- **INFORMATION**:
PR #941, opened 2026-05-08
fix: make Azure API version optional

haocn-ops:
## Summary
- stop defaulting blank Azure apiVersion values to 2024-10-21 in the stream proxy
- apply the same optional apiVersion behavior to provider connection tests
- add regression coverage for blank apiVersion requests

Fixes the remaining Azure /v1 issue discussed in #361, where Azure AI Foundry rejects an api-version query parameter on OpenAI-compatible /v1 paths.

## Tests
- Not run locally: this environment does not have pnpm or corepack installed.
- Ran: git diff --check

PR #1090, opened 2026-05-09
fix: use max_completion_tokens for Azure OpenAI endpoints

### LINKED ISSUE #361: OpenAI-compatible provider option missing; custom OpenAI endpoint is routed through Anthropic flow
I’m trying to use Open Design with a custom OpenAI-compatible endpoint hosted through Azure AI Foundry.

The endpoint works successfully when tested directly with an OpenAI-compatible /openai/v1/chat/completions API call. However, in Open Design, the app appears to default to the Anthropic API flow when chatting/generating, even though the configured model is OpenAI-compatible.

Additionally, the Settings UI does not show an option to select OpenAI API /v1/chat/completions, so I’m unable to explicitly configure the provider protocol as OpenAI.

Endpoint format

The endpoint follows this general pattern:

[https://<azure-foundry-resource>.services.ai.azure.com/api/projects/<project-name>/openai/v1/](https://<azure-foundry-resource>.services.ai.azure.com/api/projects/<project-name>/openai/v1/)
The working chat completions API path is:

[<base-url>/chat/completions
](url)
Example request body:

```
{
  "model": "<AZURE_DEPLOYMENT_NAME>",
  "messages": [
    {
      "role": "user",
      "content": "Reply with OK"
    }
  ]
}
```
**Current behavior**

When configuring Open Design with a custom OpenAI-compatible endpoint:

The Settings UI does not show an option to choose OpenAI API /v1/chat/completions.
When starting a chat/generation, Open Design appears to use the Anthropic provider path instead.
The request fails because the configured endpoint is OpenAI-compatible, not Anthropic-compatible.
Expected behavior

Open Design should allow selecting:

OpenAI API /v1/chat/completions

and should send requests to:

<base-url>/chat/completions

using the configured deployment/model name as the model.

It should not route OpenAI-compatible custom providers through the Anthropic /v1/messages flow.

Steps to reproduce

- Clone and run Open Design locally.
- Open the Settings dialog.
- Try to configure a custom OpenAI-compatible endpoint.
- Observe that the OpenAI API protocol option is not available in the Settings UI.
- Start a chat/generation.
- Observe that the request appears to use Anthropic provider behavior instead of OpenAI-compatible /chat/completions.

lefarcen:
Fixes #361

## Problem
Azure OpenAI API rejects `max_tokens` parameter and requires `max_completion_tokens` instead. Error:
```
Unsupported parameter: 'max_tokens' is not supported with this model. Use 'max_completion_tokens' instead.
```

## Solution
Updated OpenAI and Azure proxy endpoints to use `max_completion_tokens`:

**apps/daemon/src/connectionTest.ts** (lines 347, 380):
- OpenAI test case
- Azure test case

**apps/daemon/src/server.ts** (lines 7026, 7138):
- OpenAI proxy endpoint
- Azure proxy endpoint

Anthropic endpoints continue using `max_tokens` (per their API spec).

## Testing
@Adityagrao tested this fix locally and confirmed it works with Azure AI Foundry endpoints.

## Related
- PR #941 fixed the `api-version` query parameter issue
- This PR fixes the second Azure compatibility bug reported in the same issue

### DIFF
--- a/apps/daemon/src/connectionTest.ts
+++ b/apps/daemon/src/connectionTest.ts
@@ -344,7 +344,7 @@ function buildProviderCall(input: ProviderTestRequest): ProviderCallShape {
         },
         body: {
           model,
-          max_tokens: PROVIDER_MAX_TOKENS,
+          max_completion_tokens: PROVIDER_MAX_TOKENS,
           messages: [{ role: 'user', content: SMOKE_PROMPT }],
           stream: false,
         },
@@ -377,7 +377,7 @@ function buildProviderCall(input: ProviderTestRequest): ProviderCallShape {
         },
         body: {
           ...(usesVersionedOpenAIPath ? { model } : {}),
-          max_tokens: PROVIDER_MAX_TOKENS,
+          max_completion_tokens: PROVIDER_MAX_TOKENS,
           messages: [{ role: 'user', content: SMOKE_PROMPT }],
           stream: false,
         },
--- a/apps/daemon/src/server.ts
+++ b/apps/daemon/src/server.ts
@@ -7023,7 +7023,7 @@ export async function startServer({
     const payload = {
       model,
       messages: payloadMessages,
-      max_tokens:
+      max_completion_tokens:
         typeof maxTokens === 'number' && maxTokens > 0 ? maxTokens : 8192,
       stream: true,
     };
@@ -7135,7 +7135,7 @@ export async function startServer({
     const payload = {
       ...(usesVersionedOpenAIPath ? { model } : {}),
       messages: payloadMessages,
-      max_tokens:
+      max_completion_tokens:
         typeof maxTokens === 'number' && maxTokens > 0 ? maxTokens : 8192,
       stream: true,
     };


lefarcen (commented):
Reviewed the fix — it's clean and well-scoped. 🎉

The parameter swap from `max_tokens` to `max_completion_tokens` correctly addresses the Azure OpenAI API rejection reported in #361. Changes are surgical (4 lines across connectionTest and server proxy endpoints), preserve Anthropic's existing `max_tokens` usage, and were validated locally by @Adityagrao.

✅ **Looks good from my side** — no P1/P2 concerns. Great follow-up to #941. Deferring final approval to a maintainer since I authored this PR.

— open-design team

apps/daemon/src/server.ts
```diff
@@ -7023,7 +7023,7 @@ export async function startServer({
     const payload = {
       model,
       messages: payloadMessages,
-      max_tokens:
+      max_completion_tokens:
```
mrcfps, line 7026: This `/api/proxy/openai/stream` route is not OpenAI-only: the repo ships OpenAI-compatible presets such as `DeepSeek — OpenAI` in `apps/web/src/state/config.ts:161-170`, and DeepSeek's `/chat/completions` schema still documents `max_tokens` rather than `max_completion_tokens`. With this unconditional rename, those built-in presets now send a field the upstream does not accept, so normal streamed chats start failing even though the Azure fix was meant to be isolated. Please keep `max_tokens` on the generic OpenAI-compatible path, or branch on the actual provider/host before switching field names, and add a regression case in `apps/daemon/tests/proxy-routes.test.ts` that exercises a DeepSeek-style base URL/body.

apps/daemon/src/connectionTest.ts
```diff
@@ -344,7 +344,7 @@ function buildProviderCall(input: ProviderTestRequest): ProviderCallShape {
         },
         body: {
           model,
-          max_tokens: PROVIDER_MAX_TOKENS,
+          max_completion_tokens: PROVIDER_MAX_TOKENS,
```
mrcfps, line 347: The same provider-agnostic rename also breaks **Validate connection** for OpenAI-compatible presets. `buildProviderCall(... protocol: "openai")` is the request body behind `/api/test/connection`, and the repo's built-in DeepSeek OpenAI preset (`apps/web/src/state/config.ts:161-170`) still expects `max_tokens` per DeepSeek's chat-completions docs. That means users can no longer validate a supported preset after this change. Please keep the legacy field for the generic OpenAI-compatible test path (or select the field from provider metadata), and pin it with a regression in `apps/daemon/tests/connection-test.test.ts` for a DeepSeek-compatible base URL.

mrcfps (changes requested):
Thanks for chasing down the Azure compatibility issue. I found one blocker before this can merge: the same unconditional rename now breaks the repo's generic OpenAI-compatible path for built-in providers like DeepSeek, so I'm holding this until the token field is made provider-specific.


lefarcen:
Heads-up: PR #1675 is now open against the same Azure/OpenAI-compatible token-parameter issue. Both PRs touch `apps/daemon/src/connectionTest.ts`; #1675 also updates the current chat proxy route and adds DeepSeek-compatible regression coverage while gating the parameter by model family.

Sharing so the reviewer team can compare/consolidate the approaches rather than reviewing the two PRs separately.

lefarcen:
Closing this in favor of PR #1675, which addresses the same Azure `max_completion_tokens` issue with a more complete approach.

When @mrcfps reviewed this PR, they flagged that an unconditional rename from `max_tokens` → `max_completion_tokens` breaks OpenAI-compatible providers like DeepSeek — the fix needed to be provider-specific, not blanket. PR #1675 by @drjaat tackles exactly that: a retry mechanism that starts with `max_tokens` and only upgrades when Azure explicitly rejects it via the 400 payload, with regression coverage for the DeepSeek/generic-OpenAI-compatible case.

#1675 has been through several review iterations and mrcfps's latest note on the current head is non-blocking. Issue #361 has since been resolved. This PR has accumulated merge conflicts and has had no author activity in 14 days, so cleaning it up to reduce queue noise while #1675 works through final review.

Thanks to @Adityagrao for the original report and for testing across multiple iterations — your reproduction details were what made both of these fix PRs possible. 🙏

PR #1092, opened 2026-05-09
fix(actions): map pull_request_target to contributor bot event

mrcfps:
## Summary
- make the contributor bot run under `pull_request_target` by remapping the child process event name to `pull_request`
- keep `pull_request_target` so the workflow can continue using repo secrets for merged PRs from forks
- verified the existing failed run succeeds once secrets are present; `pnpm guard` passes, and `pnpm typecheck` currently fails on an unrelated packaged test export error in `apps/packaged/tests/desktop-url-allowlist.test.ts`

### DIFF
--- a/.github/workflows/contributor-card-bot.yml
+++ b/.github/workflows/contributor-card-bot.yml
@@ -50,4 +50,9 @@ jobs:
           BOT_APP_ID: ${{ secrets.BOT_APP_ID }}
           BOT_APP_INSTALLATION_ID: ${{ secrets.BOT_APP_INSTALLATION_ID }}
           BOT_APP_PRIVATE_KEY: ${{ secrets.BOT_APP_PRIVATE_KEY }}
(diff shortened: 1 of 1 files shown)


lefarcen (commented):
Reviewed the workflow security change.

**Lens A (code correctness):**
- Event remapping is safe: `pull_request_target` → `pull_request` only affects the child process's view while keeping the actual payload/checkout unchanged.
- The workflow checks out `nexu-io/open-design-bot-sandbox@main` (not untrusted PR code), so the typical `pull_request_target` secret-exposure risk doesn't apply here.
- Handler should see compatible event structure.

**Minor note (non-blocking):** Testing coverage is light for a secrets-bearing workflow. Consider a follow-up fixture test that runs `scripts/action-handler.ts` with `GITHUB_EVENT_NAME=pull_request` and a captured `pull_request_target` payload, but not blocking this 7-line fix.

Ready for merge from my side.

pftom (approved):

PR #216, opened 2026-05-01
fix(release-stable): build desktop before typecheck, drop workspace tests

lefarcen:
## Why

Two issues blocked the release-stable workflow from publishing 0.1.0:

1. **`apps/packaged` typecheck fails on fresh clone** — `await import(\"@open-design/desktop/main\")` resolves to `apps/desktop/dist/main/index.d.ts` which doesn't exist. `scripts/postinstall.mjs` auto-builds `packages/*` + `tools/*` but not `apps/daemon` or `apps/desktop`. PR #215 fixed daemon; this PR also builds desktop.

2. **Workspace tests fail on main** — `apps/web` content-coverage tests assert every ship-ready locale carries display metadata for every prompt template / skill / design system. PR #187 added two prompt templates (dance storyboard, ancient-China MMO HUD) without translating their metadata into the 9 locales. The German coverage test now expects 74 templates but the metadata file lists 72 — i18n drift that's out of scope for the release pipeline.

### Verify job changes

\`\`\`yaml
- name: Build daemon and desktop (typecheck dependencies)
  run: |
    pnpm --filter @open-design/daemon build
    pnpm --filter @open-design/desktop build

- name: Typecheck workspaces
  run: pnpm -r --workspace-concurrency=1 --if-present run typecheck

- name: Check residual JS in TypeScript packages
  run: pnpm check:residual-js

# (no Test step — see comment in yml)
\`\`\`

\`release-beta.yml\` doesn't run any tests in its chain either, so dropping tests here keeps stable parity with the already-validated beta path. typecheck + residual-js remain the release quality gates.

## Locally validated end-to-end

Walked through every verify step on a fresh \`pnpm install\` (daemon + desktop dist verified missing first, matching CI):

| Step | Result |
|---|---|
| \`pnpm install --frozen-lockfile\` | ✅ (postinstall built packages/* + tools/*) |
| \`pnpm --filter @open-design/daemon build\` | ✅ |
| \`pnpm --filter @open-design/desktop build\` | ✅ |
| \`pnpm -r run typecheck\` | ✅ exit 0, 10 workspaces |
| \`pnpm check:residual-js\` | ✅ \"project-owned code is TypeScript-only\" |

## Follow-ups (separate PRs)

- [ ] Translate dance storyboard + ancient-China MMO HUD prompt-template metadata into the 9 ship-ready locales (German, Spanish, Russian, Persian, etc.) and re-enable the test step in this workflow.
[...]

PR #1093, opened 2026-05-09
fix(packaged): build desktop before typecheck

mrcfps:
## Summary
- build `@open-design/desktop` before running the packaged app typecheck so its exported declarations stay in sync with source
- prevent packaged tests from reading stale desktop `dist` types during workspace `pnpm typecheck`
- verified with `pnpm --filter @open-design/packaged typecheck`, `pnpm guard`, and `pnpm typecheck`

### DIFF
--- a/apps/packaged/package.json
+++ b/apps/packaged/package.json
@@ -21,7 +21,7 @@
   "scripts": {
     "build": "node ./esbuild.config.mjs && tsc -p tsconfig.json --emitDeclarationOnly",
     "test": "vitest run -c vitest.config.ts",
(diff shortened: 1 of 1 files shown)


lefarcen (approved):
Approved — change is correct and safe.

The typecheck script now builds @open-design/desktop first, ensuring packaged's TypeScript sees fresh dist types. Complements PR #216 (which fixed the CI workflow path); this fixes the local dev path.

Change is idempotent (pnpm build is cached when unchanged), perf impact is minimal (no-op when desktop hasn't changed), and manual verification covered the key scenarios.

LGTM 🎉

- **TASK ITEM**: Repeat exactly the lines of the listing from its first line through the line that holds "- Not run locally: this". Nothing else should appear.

- **RESULT**:
PR #941, opened 2026-05-08
fix: make Azure API version optional

haocn-ops:
## Summary
- stop defaulting blank Azure apiVersion values to 2024-10-21 in the stream proxy
- apply the same optional apiVersion behavior to provider connection tests
- add regression coverage for blank apiVersion requests

Fixes the remaining Azure /v1 issue discussed in #361, where Azure AI Foundry rejects an api-version query parameter on OpenAI-compatible /v1 paths.

## Tests
- Not run locally: this environment does not have pnpm or corepack installed.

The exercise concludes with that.